» Exercise goal
The expected answer comprises all lines from the entries that contain the string "message".

------

PR #470, opened 2025-01-27
app_rpt.c: Fix truncated link list in RPT_LINK

### LINKED ISSUE #469: RPT_LINKS incomplete node list
I’m working with a network which has around 90-100 nodes connected at any one time. I want to monitor which nodes are connected and have written a script to subscribe to the `RPT_LINKS` event (Python, via the excellent pystrix package).

If I query the Allstarlink API and count the number of links connected to each of our hub nodes, I get:

```bash
$ cat nodecount.sh 
#!/usr/bin/env bash

NODES=(2167 2196 63061 601040)

t=0
for n in "${NODES[@]}"; do
    c=$(curl -s https://stats.allstarlink.org/api/stats/$n | jq '.stats .data .links | length')
    t=$(( $t + $c ))
done
echo $t
$ ./nodecount.sh 
94
```

However, the payload I receieve in the `RPT_LINKS` event has significantly fewer:

```
RPT_LINKS=69,T2167,T53396,T547462,T620131,T55512,T61706,T577817,T64077,T418191,T1999,T46348,T58753,T60148,T63466,T63783,T61578,T40064,T2196,T494130,T48907,T63429,T62169,T63863,T59629,T623770,T632850,T550113,T61739,T620133,T52375,T547487,T286982,T605872,T547482,T602201,T3889266,T555399,T3197638,T567200,T550700,T601630,T601640,T547488,T602020,T547480,T614820,T286980,T605870,T555390,T606530,T60699,T424380,T635660,T605880,T602200,T547489,T51871,T1999,T578103,T578101,T1995,T42434,T50490,T501642,T50982,T546381,T569940,T521391,T5
```

I counted them, there are indeed 69, which corresponds with `RPT_NUMLINKS`. Also node the truncated `T5` at the end. To validate that it isn’t my script, I see the same list when I run `rpt showvars NNNNNN`. The hub nodes are all connected according to our dashboards, at most 2 hops away from each other.

The topology is `2167 - 2196 - 63061`

In this case I am connected direct to 2167, but cannot see that 63061 or any of its adjacent nodes. If I connect direct to 63061 I will not see 2167 or any of its adjacent nodes. They are both connected to 2196. Both can see 2196 an its adjacent nodes in the list.

`RPT_LINKS` seems to be emitted when there is activity, the network itself is quite busy with the usual flurry of kerchunks between QSOs, I have also tried poking the hub nodes to solicit `RPT_LINKS` events between nodes, but the most I can see is around 70.

Is there any limit to the number of nodes that will be emitted with `RPT_LINKS`? Is there some configuration that would prevent an intermediate node from sending node details from one side to another (looking at 2196)?

---
### Version information

I've observed this behavior on an ASL3 node:

```
OS            : Debian GNU/Linux 12 (bookworm)
OS Kernel     : 6.1.0-28-amd64

Asterisk      : 20.10.0+asl3-3.1.0-1.deb12
ASL [app_rpt] : 3.1.0
```

<details>
<summary>Full asl-show-version 3.1.0 output</summary>

```
    $ sudo asl-show-version 
    dpkg-query: no packages found matching cockpit*
    ********** AllStarLink [ASL] Version Info **********

    OS            : Debian GNU/Linux 12 (bookworm)
    OS Kernel     : 6.1.0-28-amd64

    Asterisk      : 20.10.0+asl3-3.1.0-1.deb12
    ASL [app_rpt] : 3.1.0

    Installed ASL packages :

      Package                         Version
      ==============================  ==============================
      allmon3                         1.4.1-1.deb12
      asl3                            3.6.0-1.deb
      asl3-asterisk                   2:20.10.0+asl3-3.1.0-1.deb12
      asl3-asterisk-config            2:20.10.0+asl3-3.1.0-1.deb12
      asl3-asterisk-modules           2:20.10.0+asl3-3.1.0-1.deb12
      asl3-menu                       1.10-1.deb12
      dahdi                           1:3.1.0-2
      dahdi-dkms                      1:3.4.0-4+asl
      dahdi-linux                     1:3.4.0-4+asl
```
</details>

Also seeing it after upgrading to 3.2.0:

```
OS            : Debian GNU/Linux 12 (bookworm)
OS Kernel     : 6.1.0-28-amd64

Asterisk      : 20.11.0+asl3-3.2.0-2.deb12
ASL [app_rpt] : 3.2.0
```

<details>
<summary>Full asl-show-version 3.2.0 output</summary>

```
    $ sudo asl-show-version
    dpkg-query: no packages found matching cockpit*
    ********** AllStarLink [ASL] Version Info **********
    
    OS            : Debian GNU/Linux 12 (bookworm)
    OS Kernel     : 6.1.0-28-amd64
    
    Asterisk      : 20.11.0+asl3-3.2.0-2.deb12
    ASL [app_rpt] : 3.2.0
    
    Installed ASL packages :
    
      Package                         Version
      ==============================  ==============================
      allmon3                         1.4.2-1.deb12
      asl3                            3.6.0-1.deb
      asl3-asterisk                   2:20.11.0+asl3-3.2.0-2.deb12
      asl3-asterisk-config            2:20.11.0+asl3-3.2.0-2.deb12
      asl3-asterisk-modules           2:20.11.0+asl3-3.2.0-2.deb12
      asl3-menu                       1.11-1.deb12
      dahdi                           1:3.1.0-2
      dahdi-dkms                      1:3.4.0-4+asl
      dahdi-linux                     1:3.4.0-4+asl
```
</details>

Also seeing the same thing on an older node running `ASL Version 2.0.0-beta.6`.

mkmer:
Fixes #469 - processing received link list text message was limited to 512 characters.  Expanded to MAXLINKLIST.

### DIFF
--- a/apps/app_rpt.c
+++ b/apps/app_rpt.c
@@ -1660,8 +1660,13 @@ static inline void init_text_frame(struct ast_frame *wf)
 }
 
 static void handle_link_data(struct rpt *myrpt, struct rpt_link *mylink, char *str)
-{
-	char tmp[512], tmp1[512], cmd[300] = "", dest[300], src[30], c;
+{    
+	/* These temporary var sizes are a bit tricky:
+	 * tmp is a copy of a string that can be MAXLINKLIST (or larger)
+	 * when we recieve an 'L' it copies tmp into l->linklist which is
+	 * MAXLINKLIST long. 
+	 */
+	char tmp[MAXLINKLIST], tmp1[512], cmd[300] = "", dest[300], src[30], c;
 	int i, seq, res, ts, rest;
 	struct ast_frame wf;
 
@@ -1669,7 +1674,10 @@ static void handle_link_data(struct rpt *myrpt, struct rpt_link *mylink, char *s
 	wf.datalen = strlen(str) + 1;
 	wf.src = "handle_link_data";
 	/* put string in our buffer */
-	ast_copy_string(tmp, str, sizeof(tmp) - 1);
+	if (strlen(str) > sizeof(tmp)) {
+		ast_log(LOG_WARNING, "Link text message data has exceeded tmp buffer size");
+	}
+	ast_copy_string(tmp, str, sizeof(tmp));
 
 	ast_debug(5, "Received text over link: '%s'\n", str);
 
@@ -1703,7 +1711,7 @@ static void handle_link_data(struct rpt *myrpt, struct rpt_link *mylink, char *s
 	}
 	if (tmp[0] == 'L') {
 		rpt_mutex_lock(&myrpt->lock);
-		strcpy(mylink->linklist, tmp + 2);
+		strcpy(mylink->linklist, tmp + 2); /* MAXLINKLIST - 2 is placed in mylink->linklist*/
 		time(&mylink->linklistreceived);
 		rpt_mutex_unlock(&myrpt->lock);
 		ast_debug(7, "@@@@ node %s recieved node list %s from node %s\n", myrpt->name, tmp, mylink->name);
@@ -1711,7 +1719,7 @@ static void handle_link_data(struct rpt *myrpt, struct rpt_link *mylink, char *s
 	}
 	if (tmp[0] == 'M') {
 		rest = 0;
-		if (sscanf(tmp, "%s %s %s %n", cmd, src, dest, &rest) < 3) {
+		if (sscanf(tmp, "%s %s %s %n", cmd, src, dest, &rest) < 3) { /*TODO: We should limit to sizeof(cmd, src, dest)*/
 			ast_log(LOG_WARNING, "Unable to parse message string %s\n", str);
 			return;
 		}
@@ -1739,7 +1747,7 @@ static void handle_link_data(struct rpt *myrpt, struct rpt_link *mylink, char *s
 		return;
 	}
 	if (tmp[0] == 'T') {
-		if (sscanf(tmp, "%s %s %s", cmd, src, dest) != 3) {
+		if (sscanf(tmp, "%s %s %s", cmd, src, dest) != 3) { /*TODO: We should limit to sizeof(cmd, src, dest)*/
 			ast_log(LOG_WARNING, "Unable to parse telem string %s\n", str);
 			return;
 		}
@@ -1771,7 +1779,7 @@ static void handle_link_data(struct rpt *myrpt, struct rpt_link *mylink, char *s
 	}
 
 	if (tmp[0] == 'C') {
-		if (sscanf(tmp, "%s %s %s %s", cmd, src, tmp1, dest) != 4) {
+		if (sscanf(tmp, "%s %s %s %s", cmd, src, tmp1, dest) != 4) { /*TODO: We should limit to sizeof(cmd, src, dest, tmp1)*/
 			ast_log(LOG_WARNING, "Unable to parse ctcss string %s\n", str);
 			return;
 		}
@@ -1790,7 +1798,7 @@ static void handle_link_data(struct rpt *myrpt, struct rpt_link *mylink, char *s
 	}
 
 	if (tmp[0] == 'K') {
-		if (sscanf(tmp, "%s %s %s %d %d", cmd, dest, src, &seq, &ts) != 5) {
+		if (sscanf(tmp, "%s %s %s %d %d", cmd, dest, src, &seq, &ts) != 5) { /*TODO: We should limit to sizeof(cmd, src, dest)*/
 			ast_log(LOG_WARNING, "Unable to parse keying string %s\n", str);
 			return;
 		}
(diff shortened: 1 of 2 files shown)


Allan-N (approved):

Allan-N (approved):

apps/app_rpt.c
```diff
@@ -1660,15 +1660,23 @@ static inline void init_text_frame(struct ast_frame *wf)
 }
 
 static void handle_link_data(struct rpt *myrpt, struct rpt_link *mylink, char *str)
-{
-	char tmp[512], tmp1[512], cmd[300] = "", dest[300], src[30], c;
+{    
+	/* These temproary var sizes are a bit tricky:
```
InterLinked1, line 1664: temporary is mispelled

apps/app_rpt.c
```diff
@@ -1660,15 +1660,23 @@ static inline void init_text_frame(struct ast_frame *wf)
...
 	struct ast_frame wf;
 
 	init_text_frame(&wf);
 	wf.datalen = strlen(str) + 1;
 	wf.src = "handle_link_data";
 	/* put string in our buffer */
+	if (strlen(str) > sizeof(tmp)){
+		ast_log(LOG_WARNING,"Link text message data has exceeded tmp buffer size");
+	}
 	ast_copy_string(tmp, str, sizeof(tmp) - 1);
```
InterLinked1, line 1680: While you're adding that check, can you remove the -1 from the following line?

apps/app_rpt/rpt_link.c
```diff
@@ -485,6 +485,13 @@ void __mklinklist(struct rpt *myrpt, struct rpt_link *mylink, char *buf, int fla
 		if (flag) {
 			snprintf(buf + spos, MAXLINKLIST - spos, "%s%c%c", l->name, mode, (l->lastrx1) ? 'K' : 'U');
 		} else {
+			
+			/* l->linklist and buff have a size of MAXLINKLIST.  We will have a problem with large networks where this exceeds MAXLINKLIST
+			 * worst case(ish) The message looks like this "<network size>, 6 digit node + T + ,"  
+			 * With MAXLINKLIST = 5120, 5120 - 4 / 8 = 638 nodes.  We can have smaller node values but generally we 
+			 * will have problems on networks > 638 nodes as is.
+			*/
```
InterLinked1, line 493: indent one more space

apps/app_rpt.c
```diff
@@ -1703,15 +1711,15 @@ static void handle_link_data(struct rpt *myrpt, struct rpt_link *mylink, char *s
...
+		strcpy(mylink->linklist, tmp + 2); /* MAXLINKLIST - 2 is placed in mylink->linklist*/
 		time(&mylink->linklistreceived);
 		rpt_mutex_unlock(&myrpt->lock);
 		ast_debug(7, "@@@@ node %s recieved node list %s from node %s\n", myrpt->name, tmp, mylink->name);
 		return;
 	}
 	if (tmp[0] == 'M') {
 		rest = 0;
-		if (sscanf(tmp, "%s %s %s %n", cmd, src, dest, &rest) < 3) {
+		if (sscanf(tmp, "%s %s %s %n", cmd, src, dest, &rest) < 3) { /*TODO: We should limit to sizeof(cmd, src, dest)*/
```
InterLinked1, line 1722: It seems like tmp is mutable since we already have a copy of it (I haven't fully verified though)
Instead of the existing code, maybe we should replace with strsep for the first 3 strings and just use sscanf for the numbers? That way we can fix the issue more robustly as opposed to making a TODO?

apps/app_rpt.c
```diff
@@ -1660,15 +1660,23 @@ static inline void init_text_frame(struct ast_frame *wf)
...
+	char tmp[MAXLINKLIST], tmp1[512], cmd[300] = "", dest[300], src[30], c;
 	int i, seq, res, ts, rest;
 	struct ast_frame wf;
 
 	init_text_frame(&wf);
 	wf.datalen = strlen(str) + 1;
 	wf.src = "handle_link_data";
 	/* put string in our buffer */
+	if (strlen(str) > sizeof(tmp)){
+		ast_log(LOG_WARNING,"Link text message data has exceeded tmp buffer size");
```
InterLinked1, line 1678: space after LOG_WARNING, and before the opening brace

And then what, should we abort and not process at all or continue anyways as we are doing now?

InterLinked1 (changes requested):

apps/app_rpt.c
mkmer: Just to confirm my understanding: `ast_copy_string` copies up to size, then if the lest element is not '\0' it overwrites the last element with '\0'.

Allan-N: https://github.com/asterisk/asterisk/blob/32e6a309525cfd28133124cbe9e8c97fe9c90c52/include/asterisk/strings.h#L398-L425

mkmer:
I general, this "fixes" the issue as seen.  The questions that remain for a future PR (in my mind anyway):

- What is the max string we can receive from a text message - the initial call is a malloc, copy to pass it str in.  
- What is the max string a channel variable can accept? (Is it 5120 and that's why this value was chosen?)
- Do we need to copy it in the routine, as it's malloc, copied,  and freed around the call to either routine https://github.com/AllStarLink/app_rpt/blob/e957e50a9241e7fb358f93050b1c0d37b39b2a55/apps/app_rpt.c#L4407-L4413
- Should `l->linklist` be a fixed value or be sized to the data (this may not be nice as we would malloc/free for every message received to resize it...)
- What is the "right" size for `buf`, or should it be malloc based on the size of the links when we build it (also depending on max channel variable size)?  It could be VERY undersized if every `l->linklist` is `MAXLINKLIST` or even half. linkhttps://github.com/AllStarLink/app_rpt/blob/e957e50a9241e7fb358f93050b1c0d37b39b2a55/apps/app_rpt/rpt_link.c#L526

mkmer:
Closing this in favor of PR #474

------

» Answer to this task
Fixes #469 - processing received link list text message was limited to 512 characters.  Expanded to MAXLINKLIST.
+		ast_log(LOG_WARNING, "Link text message data has exceeded tmp buffer size");
 			ast_log(LOG_WARNING, "Unable to parse message string %s\n", str);
+		ast_log(LOG_WARNING,"Link text message data has exceeded tmp buffer size");
+			 * worst case(ish) The message looks like this "<network size>, 6 digit node + T + ,"  
+		ast_log(LOG_WARNING,"Link text message data has exceeded tmp buffer size");
- What is the max string we can receive from a text message - the initial call is a malloc, copy to pass it str in.  
- Should `l->linklist` be a fixed value or be sized to the data (this may not be nice as we would malloc/free for every message received to resize it...)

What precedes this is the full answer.